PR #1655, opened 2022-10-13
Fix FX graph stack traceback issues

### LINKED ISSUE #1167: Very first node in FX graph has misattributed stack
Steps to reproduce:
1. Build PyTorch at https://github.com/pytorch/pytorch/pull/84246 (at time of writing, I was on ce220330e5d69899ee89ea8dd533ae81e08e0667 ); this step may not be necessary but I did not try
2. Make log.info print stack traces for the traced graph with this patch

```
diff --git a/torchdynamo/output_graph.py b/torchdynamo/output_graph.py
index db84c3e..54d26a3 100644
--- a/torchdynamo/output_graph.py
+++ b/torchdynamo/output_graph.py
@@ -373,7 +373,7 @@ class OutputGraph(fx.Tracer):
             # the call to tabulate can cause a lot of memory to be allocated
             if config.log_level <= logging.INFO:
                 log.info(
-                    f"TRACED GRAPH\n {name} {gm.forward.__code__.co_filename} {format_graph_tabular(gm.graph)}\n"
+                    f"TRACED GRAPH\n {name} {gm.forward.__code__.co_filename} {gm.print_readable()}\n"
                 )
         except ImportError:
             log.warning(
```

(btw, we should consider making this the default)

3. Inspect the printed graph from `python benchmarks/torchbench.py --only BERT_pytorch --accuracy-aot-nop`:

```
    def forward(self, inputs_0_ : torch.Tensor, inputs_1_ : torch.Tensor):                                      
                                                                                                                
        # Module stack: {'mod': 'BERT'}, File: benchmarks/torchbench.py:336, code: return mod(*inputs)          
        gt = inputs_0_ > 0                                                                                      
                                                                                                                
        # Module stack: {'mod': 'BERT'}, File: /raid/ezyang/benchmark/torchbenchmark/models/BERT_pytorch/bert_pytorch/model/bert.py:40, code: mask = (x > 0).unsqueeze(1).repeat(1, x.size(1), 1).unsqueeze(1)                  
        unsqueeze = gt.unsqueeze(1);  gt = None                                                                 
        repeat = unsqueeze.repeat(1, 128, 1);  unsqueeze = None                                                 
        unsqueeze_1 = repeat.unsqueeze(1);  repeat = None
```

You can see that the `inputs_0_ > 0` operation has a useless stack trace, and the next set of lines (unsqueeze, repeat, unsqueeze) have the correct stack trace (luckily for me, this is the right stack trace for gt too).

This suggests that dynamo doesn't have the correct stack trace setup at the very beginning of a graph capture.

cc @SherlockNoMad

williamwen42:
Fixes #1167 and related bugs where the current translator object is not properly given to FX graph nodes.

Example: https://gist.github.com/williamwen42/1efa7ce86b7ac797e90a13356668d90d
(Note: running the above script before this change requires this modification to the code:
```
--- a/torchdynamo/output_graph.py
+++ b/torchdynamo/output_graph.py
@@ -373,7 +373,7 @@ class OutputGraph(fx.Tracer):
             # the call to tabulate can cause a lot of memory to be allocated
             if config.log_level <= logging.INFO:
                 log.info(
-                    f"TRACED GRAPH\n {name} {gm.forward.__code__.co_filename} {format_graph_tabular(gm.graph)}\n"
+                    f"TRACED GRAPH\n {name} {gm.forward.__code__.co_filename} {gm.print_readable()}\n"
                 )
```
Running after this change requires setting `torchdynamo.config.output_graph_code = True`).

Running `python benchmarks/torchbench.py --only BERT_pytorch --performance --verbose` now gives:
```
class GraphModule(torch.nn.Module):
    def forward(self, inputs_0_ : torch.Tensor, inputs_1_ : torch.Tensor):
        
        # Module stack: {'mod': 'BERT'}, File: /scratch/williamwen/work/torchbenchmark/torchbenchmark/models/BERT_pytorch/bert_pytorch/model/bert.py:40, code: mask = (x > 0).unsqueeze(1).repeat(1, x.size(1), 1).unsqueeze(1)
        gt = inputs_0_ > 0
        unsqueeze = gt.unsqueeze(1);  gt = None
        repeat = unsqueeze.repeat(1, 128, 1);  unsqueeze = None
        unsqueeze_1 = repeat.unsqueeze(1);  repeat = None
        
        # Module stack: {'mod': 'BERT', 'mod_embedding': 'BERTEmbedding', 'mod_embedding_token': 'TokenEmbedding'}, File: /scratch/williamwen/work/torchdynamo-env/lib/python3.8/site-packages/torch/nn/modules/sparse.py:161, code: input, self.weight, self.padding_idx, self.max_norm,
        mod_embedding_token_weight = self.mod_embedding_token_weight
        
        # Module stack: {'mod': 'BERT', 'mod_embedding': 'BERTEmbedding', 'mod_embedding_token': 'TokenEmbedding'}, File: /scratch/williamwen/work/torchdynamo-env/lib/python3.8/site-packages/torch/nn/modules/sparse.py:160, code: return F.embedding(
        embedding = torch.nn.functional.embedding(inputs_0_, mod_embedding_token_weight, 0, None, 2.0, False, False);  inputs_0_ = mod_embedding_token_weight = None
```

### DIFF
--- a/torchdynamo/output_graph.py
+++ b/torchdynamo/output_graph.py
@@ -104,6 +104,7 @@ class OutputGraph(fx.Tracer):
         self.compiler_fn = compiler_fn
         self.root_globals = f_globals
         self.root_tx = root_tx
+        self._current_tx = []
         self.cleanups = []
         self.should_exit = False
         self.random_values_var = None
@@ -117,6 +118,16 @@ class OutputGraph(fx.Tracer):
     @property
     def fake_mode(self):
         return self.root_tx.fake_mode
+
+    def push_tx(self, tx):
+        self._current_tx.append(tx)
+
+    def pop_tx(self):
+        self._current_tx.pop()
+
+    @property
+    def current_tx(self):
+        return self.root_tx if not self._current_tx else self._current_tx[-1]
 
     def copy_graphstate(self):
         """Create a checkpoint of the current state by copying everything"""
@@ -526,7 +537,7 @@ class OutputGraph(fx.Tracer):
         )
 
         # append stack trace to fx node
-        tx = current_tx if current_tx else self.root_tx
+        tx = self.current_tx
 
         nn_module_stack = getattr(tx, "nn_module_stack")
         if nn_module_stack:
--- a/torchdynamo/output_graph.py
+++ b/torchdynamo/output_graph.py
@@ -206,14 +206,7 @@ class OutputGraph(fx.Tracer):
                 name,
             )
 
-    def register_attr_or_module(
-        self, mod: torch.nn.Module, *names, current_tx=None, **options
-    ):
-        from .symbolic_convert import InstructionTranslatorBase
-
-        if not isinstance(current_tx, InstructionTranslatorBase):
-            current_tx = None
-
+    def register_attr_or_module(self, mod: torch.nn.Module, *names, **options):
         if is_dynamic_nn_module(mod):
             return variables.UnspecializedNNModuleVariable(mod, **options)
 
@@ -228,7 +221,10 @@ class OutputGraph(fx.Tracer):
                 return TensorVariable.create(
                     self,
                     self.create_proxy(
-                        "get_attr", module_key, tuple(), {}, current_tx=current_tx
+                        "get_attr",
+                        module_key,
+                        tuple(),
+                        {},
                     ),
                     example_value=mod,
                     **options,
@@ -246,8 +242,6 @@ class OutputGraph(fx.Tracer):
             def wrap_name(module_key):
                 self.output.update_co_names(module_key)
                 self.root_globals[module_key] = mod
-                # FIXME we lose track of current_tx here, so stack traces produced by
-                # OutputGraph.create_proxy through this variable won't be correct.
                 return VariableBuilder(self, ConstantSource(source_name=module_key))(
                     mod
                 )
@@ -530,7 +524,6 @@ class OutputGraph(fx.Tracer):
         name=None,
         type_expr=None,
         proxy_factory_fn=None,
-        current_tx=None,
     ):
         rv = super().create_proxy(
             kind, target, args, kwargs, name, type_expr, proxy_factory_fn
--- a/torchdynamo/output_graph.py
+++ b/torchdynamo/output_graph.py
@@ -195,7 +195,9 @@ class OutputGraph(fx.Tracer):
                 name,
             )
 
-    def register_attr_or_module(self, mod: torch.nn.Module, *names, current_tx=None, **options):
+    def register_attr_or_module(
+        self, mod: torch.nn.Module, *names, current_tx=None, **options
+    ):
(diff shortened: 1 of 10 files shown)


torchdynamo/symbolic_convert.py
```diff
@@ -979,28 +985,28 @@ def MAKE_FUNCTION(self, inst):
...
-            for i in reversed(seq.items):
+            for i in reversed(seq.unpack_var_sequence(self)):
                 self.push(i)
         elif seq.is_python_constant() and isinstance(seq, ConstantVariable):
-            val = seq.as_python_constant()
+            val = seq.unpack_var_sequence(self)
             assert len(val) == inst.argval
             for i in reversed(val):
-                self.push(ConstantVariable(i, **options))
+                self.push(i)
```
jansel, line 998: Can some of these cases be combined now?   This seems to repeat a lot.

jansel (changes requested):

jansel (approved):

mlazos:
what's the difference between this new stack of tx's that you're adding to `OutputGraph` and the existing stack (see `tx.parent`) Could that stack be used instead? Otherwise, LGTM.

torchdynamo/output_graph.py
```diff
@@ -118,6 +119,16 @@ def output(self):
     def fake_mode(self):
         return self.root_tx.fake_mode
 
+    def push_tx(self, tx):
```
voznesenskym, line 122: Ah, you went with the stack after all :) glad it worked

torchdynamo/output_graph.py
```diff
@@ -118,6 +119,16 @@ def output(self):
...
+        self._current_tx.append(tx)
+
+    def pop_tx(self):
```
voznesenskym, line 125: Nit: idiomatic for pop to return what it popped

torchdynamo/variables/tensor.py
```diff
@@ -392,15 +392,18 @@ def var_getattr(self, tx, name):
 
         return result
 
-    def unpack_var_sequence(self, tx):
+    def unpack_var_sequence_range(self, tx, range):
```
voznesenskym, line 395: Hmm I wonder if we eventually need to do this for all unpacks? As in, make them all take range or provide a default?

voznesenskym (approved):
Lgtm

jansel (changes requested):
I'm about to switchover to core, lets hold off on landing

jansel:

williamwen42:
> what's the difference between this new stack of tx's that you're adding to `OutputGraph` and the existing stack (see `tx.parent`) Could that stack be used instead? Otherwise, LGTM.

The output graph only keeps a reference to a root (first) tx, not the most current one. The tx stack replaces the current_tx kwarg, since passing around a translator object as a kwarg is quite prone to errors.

——————————

- INSTRUCTIONS FOR THE TASK:
One number is the full answer: how many lines of the records include the string "Could".

- RESPONSE TO THE EXERCISE:
2